To align incentives with regulatory goals, penalties should be set above the marginal abatement cost, at e*. This ensures that compliance remains more cost-effective than paying the fine, thereby encouraging firms to adopt cleaner technologies and reduce emissions efficiently. When penalties fall below the marginal abatement cost, OEMs may find it financially preferable to pay fines rather than invest in compliance measures. By structuring penalties to exceed the cost of abatement, regulators can reinforce the economic rationale for firms to achieve compliance.

Adjusting for firm heterogeneity

To ensure fairness and effectiveness, penalties must account for firm heterogeneity, or variations in size, product mix, and market share across automakers and regulated entities. This ties into the equimarginal principle, which suggests that the marginal cost of abatement should be equalized across firms to achieve the most cost-effective pollution reduction. By designing penalties and credit markets with firm-specific factors in mind, regulators can promote equitable and efficient compliance (See Box 1 for more details). Importantly, to maintain the effectiveness of this trading system, penalties must be set above the prevailing market price for credits. Otherwise, firms may opt to pay penalties, undermining the credit market's function.

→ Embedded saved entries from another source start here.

PR #155, opened 2023-08-03
gpu: Better screen support (and other things to pander to the panders)

GPUCode:
Same as the previous PR but trimmed to the essentials. ~~Fb rectangles with be in the next PR~~.


src/core/services/gsp_gpu.cpp
```diff
@@ -19,16 +21,14 @@ namespace ServiceCommands {
 }
 
 // Commands written to shared memory and processed by TriggerCmdReqQueue
-namespace GXCommands {
```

Box 1. Balancing compliance costs with the equimarginal principle

Consider two automakers navigating fleet-average GHG standards. Automaker A, a pioneer in electric and hybrid vehicles, produces a fleet with emissions well below the required threshold. Meanwhile, Automaker B, specializing in heavy trucks and SUVs, struggles to meet the standard due to the higher emissions intrinsic to its product line. Under a strict system where every vehicle must meet the same GHG standard, Automaker B faces prohibitively high costs to retrofit or redesign its fleet. This could result in reduced product diversity, layoffs, or even exiting certain markets. Automaker A, with its already compliant fleet, incurs little additional cost but gains no incentive to innovate further. With the equimarginal principle applied, the regulation shifts to a fleet-average system supplemented by a credit trading mechanism. Automaker A, whose cost of reducing emissions further is low, can produce more zero-emission vehicles (e.g., electric cars) and generate surplus credits. Automaker B, facing high marginal abatement costs, can purchase these credits to balance its emissions shortfall. This flexibility allows both automakers to comply in a cost-effective manner. This principle ensures emissions reductions occur where they are cheapest across the industry, minimizing total compliance costs. Automaker A gains an incentive to continue innovating, while Automaker B can adapt without facing insurmountable penalties. From a societal perspective, the result is an overall reduction in emissions at the lowest possible cost, preserving market diversity and encouraging technological advancement.

Dynamic adjustments

Effective SSRs must evolve alongside technological progress and market conditions. As compliance costs decline with technological maturity and economies of scale, penalties should increase over time to sustain deterrence and drive continuous improvement. However, if regulatory stringency increases—such as through stricter emissions targets or higher sales requirements—the penalty itself may remain unchanged while still exerting greater pressure on manufacturers. A graduated penalty structure ensures that as cleaner technologies become more feasible, regulatory incentives keep pace, maintaining pressure on the industry to accelerate clean technology adoption in line with both market readiness and the escalating urgency of emissions reduction.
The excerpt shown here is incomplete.